■ DATA SECTION
PR #2443, opened 2019-09-30
Fix for get.parameter.samples 

para2x:
## Description

I think, @femeunier and I found a change in behavior of base R between 3.4.X and 3.5.X which may result in a bug in near future for pecan running under R 3.5.X .  At line where I'm changing `trait.mcmc[[prior]]` is a list with 4 elements (4 chains for each parameter used in MA or HPDA) which when it's evaluated in R 3.4.X, it combines all lists into one vector. But in R 3.5.X code breaks at this point and it requires a more specific pointer to what elements within this list needs to be taken. I tested this fix for both versions of the R and 2 models and it passed successfully at all of them. 
## Review Time Estimate

- [ ] Immediately
- [ ] Within one week
- [ ] When possible
## Types of changes

## Checklist:

### DIFF
--- a/modules/uncertainty/R/get.parameter.samples.R
+++ b/modules/uncertainty/R/get.parameter.samples.R
@@ -131,7 +131,7 @@ get.parameter.samples <- function(settings,
     PEcAn.logger::logger.info("using ", samples.num, "samples per trait")
     for (prior in priors) {
       if (prior %in% param.names[[i]]) {
-        samples <- as.matrix(trait.mcmc[[prior]][, "beta.o"])
+        samples <- trait.mcmc[[prior]] %>% purrr::map(~ .x[,'beta.o']) %>% unlist() %>% as.matrix()
       } else {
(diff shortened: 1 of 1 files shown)


infotroph:
If the patch works it works, but I don't see how basic subsetting like this would have changed between R versions: We already use R 3.5 in Dockerized PEcAn and run Travis tests against R 3.5, 3.6, and devel (what will eventually be R 3.7), so if our tests missed a behavior change for this long this we should be very worried.

Can you give small example that reproducibly works on 3.4 and fails on 3.5?

infotroph:
Also the `as.matrix(trait.mcmc[[trait]][, "beta.o"])` construct gets used elsewhere in PEcAn (I see it at least in `modules/meta.analysis/R/run.meta.analysis.R` and `models/ed/scripts/write.configs.rscript.R`), so whatever fix is needed here will probably be needed elsewhere too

■ TASK DIRECTIONS
For each line in the entries that contains the string "samples", make a copy.

■ TASK OUTPUT
Fix for get.parameter.samples 
--- a/modules/uncertainty/R/get.parameter.samples.R
+++ b/modules/uncertainty/R/get.parameter.samples.R
@@ -131,7 +131,7 @@ get.parameter.samples <- function(settings,
     PEcAn.logger::logger.info("using ", samples.num, "samples per trait")
-        samples <- as.matrix(trait.mcmc[[prior]][, "beta.o"])
+        samples <- trait.mcmc[[prior]] %>% purrr::map(~ .x[,'beta.o']) %>% unlist() %>% as.matrix()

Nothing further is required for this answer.